[swift-evolution] Subclass Existentials

Douglas Gregor dgregor at apple.com
Thu Feb 2 17:04:03 CST 2017


> On Feb 2, 2017, at 2:54 PM, David Smith <david_smith at apple.com> wrote:
> 
>> 
>> On Feb 2, 2017, at 11:20 AM, Douglas Gregor via swift-evolution <swift-evolution at swift.org <mailto:swift-evolution at swift.org>> wrote:
>> 
>> 
>>> On Feb 1, 2017, at 11:44 PM, Adrian Zubarev <adrian.zubarev at devandartist.com <mailto:adrian.zubarev at devandartist.com>> wrote:
>>> 
>>> typealias AnyObject = … is nice to have, but how about if we fully drop the class constraint-keyword and generalize AnyObject instead?
>>> 
>> That’s a good point. My *technical* goal is for AnyObject to cease to be a protocol, because it’s really describing something more fundamental (“it’s a class!”).

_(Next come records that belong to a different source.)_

Issue #2193, opened 2018-05-09
Rule Request: Redundant ObjC attribute


jpsim:
### New Issue Checklist

- [x] Updated SwiftLint to the latest version
- [x] I searched for [existing GitHub issues](https://github.com/realm/SwiftLint/issues)

### Rule Request

We should warn if you have `@objc` along with `@IBInspectable`/`@IBDesignable`/`@IBOutlet`/`@IBAction`, since they all imply `@objc`. Let's confirm this is the case unilaterally before doing this.

##### 1. Why should this rule be added? Share links to existing discussion about what the community thinks about this.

Whether we spell that constraint as “class” or “AnyObject” doesn’t affect that technical goal.
>> 
>> I’d gravitated toward the “class” spelling because the idea of a class constraint seems most naturally described by “class”, and it’s precedented in C#.
>> 
>> However, the changes in SE-0095 <https://github.com/apple/swift-evolution/blob/master/proposals/0095-any-as-existential.md> to make “Any” a more fundamental type (and not just a typealias) definitely open the door to doing the same thing with “AnyObject”—just make it a built-in notion in the language, and the spelling for a class constraint. It *certainly* works better with existentials.
>> 
>>> In the future we might want to add AnyValue with value (semantics) constraint, would that mean that we’d need another keyword there like value?
>>> 
>> “value” would be a terrible keyword, as you know. Point taken :)
>> 
>> If we did something like this, we would probably want it to be akin to ValueSemantics—not just “it’s a struct or enum”, but “it provides value semantics”, because not all structs/enums provide value semantics (but immutable classes do).
>> 
>>> Speaking of the future directions:
>>> 
>>> Now that we’re no longer supporting the idea of Any<…> syntax and any type prefixed with Any seems to be special for its particular usage, could we safely bring the empty Any protocol back (is this somehow ABI related?)?
>>> 
>> From an implementation standpoint, the choice to make AnyObject a magic protocol was a *horrible* decision. We have hacks throughout everything—the compiler, optimizers, runtime, and so on—that specifically check for the magic AnyObject protocol. So, rather than make Any a magic protocol, we need to make AnyObject *not* magic.
>> 
>>> One day after this proposal is accepted, implemented and released, we probably will talk about the where clause for existentials. But since a lot of the existentials will have the form typealias Abc = …, this talk will also include the ability to constrain generic typealiases.
>>> 
>> By “one day” I suspect you mean “some day” rather than “the day after” :)
>> 
>> Yes, I feel like this is a natural direction for existentials to go.
> 
> Looking ahead to when this is on the table, I'm a little worried about the syntactic implications of constrained existentials now that the Any<> syntax doesn't seem to be as popular. The obvious way to go would be
> 
> 'X & Y where …'
> 
> But that leads to ambiguity in function declarations
> 
> func doTheThing<T>() -> X & Y where … where T == …
> 
> This could be resolved by requiring constrained existentials to be typealiased to return them, but I don't think there's any other situations where we require a typealias to use something, and it just feels like a workaround.

Types can be parenthesized, so that’s a workaround. But I too have some concerns here that we’re creating an ambiguity that users will trip over.